Strapi - how to switch and migrate from Cloudinary to S3 in production-CodePudding

Given quite a steep cost of Cloudinary as multimedia hosting service (images and videos), our client decided that they want to switch to AWS S3 as file hosting.

The problem is that there are a lot of files (thousands of images and videos) already in the app, so merely switching the provider is not enough - we need to also migrate all the files and make it look like nothing really changed for the end user.

This topic is somehow covered on Strapi forum: https://forum.strapi.io/t/switch-from-cloudinary-to-s3/15285, but there is no solution posted besides vaguely described procedure.

Is there a way to reliably perform the migration, without losing any data and without the need to change anything on client (apps that communicate with Strapi by REST/GraphQL API) side?

CodePudding user response：

There are three steps to perform the migration:

switch provider from Cloudinary to S3 in Strapi
migrate files from Cloudinary to S3
perform database update to reroute Strapi from Cloudinary to S3

Switching provider

This is the only step that is actually well documented, so I will be brief here.

First, you need to uninstall your Cloudinary Strapi plugin by running yarn remove @strapi/provider-upload-cloudinary and install S3 Plugin by running yarn add @strapi/plugin-sentry.

After you do that, you need to create your AWS infrastructure (S3 bucket and IAM with sufficient permissions). Please follow official Strapi S3 plugin documentation https://market.strapi.io/providers/@strapi-provider-upload-aws-s3 and this guide https://dev.to/kevinadhiguna/how-to-setup-amazon-s3-upload-provider-in-your-strapi-app-1opc for steps to follow.

Check that you've done everything correctly by logging in to your Strapi Admin Panel and accessing Media Library. If everything went well, all images should be missing (you will see all metadata like sizes and extensions, but not actual images). Try to upload new image by clicking on 'Add new assets' button. This image should upload successfully and also appear in your S3 bucket.

After everything works as described above, proceed to actual data migration.

Files migration

Most simple (and error resistant) way to migrate files from Cloudinary to S3 is to download them locally, then use AWS Console to upload them. If you have only hundreds (or low thousands) of files to migrate, you might actually used Cloudinary Web UI to download them all (there is a limit of downloading 1000 files at once from Cloudinary Web App).

If this is not suitable for you, there is a CLI available that can easily download all files using your terminal:

pip3 install cloudinary-cli (download CLI)

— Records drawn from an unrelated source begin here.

PR #53, opened 2017-11-01
Get resupplies in CTF without an inventory check

Diprog:
Really, why do we need this? I can just put out my materials, get new ones from a resupply building/tent, and then put in my previous materials.


Diprog:
Asu is working on an overhaul.

PR #118, opened 2018-05-31
Fixed arrow spawn location for mounted bows.

FuzzCat927:
Arrows (or other ammo, if that manages to happen) now start in front of the bow instead of behind.
Also, there are no inconsistencies regarding arrow spawn location and blob's facing direction anymore.


1bardesign:
(Actually, for the sake of expedient integration I'll just handle those changes myself - please review the state of this file after the merge though!)

PR #120, opened 2018-06-01
Adds Stalemates to CTF

Pirate-Rob:
Upon both teams capturing eachother's flags at the same time, a timer will start which will return all flags after a configurable amount of time. The timer can also be disabled in cfgs.

### DIFF
--- a/Entities/Special/CTF/FlagBase.as
+++ b/Entities/Special/CTF/FlagBase.as
@@ -80,6 +80,16 @@ void onTick(CBlob@ this)
 					this.server_AttachTo(b, "FLAG");
 					b.SetFacingLeft(this.isFacingLeft());
 				}
+				if (b.hasTag("stalemate_return"))
+				{
+					//sync tag, flag can play sounds
+					b.server_DetachAll();
+					this.SendCommand(this.getCommandID(flag_return));
+					b.Untag("stalemate_return"); //local
+
+					this.server_AttachTo(b, "FLAG");
+					b.SetFacingLeft(this.isFacingLeft());
+				}
 			}
 			else
 			{
--- a/Entities/Special/CTF/FlagBase.as
+++ b/Entities/Special/CTF/FlagBase.as
@@ -82,7 +82,6 @@ void onTick(CBlob@ this)
 				}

cld config -url {CLOUDINARY_API_ENV} (api env can be found on first page you see when you log into cloudinary)

cld -C {CLOUD_NAME} sync --pull . / (This step begins the download. Based on how much files you have, it might take a while. Run this command from a directory you want to download the files in. {CLOUD_NAME} can be find just above {CLOUDINARY_API_ENV} on Cloudinary dashboard, you should also see it in after running second command in your terminal. For me, this command failed several times in the middle of the download, but you can just run it again and it will continue without any problem.)

After you download files to your computer, simply use drag and drop S3 feature to upload them into your S3 bucket.

Update database

Strapi saves links to all files in database. This means that even though you switched your provider to S3 and copied all files, Strapi still doesn't know where to find these files as links in database point to Cloudinary server.

You need to update three columns in Strapi database (this approach is tested on Postgres database, there might be minor changes when using other databases). Look into 'files' table, there should be url, formats and provider columns.

Provider column is trivial, just replace cloudinary by aws-s3.

Url and formats are harder as you need to replace only part of the string - to be more precise, Cloudinary stores urls in {CLOUDINARY_LINK}/{VERSION}/{FILE} format, while S3 uses {S3_BUCKET_LINK}/{FILE} format.

My friend and colleague came up with following SQL query to perform the update:

UPDATE files SET
    formats = REGEXP_REPLACE(formats::TEXT, '\"https:\/\/res\.cloudinary\.com\/{CLOUDINARY_PROJECT}\/((image)|(video))\/upload\/v\d{10}\/([\w\.] )\"', '"https://{BUCKET_NAME}.s3.{REGION}/\4"', 'g')::JSONB,
    url = REGEXP_REPLACE(url, 'https:\/\/res\.cloudinary\.com\/{CLOUDINARY_PROJECT}\/((image)|(video))\/upload\/v\d{10}\/([\w\.] )', 'https://{BUCKET_NAME}.s3.{REGION}/\4', 'g')

just don't forget to replace {CLOUDINARY_PROJECT}, {BUCKET_NAME} and {REGION} with correct strings (easiest way to see those values is to access the database, go to files table and check one of the old urls and url of file you uploaded at the end of Switching provider step.

Also, before running the query, don't forget to backup your database! Even better, make a copy of production database and run the query on it before you mess with the production.

And that's all! Strapi is now uploading files to S3 bucket and you also have access to all the data you previously had on Cloudinary.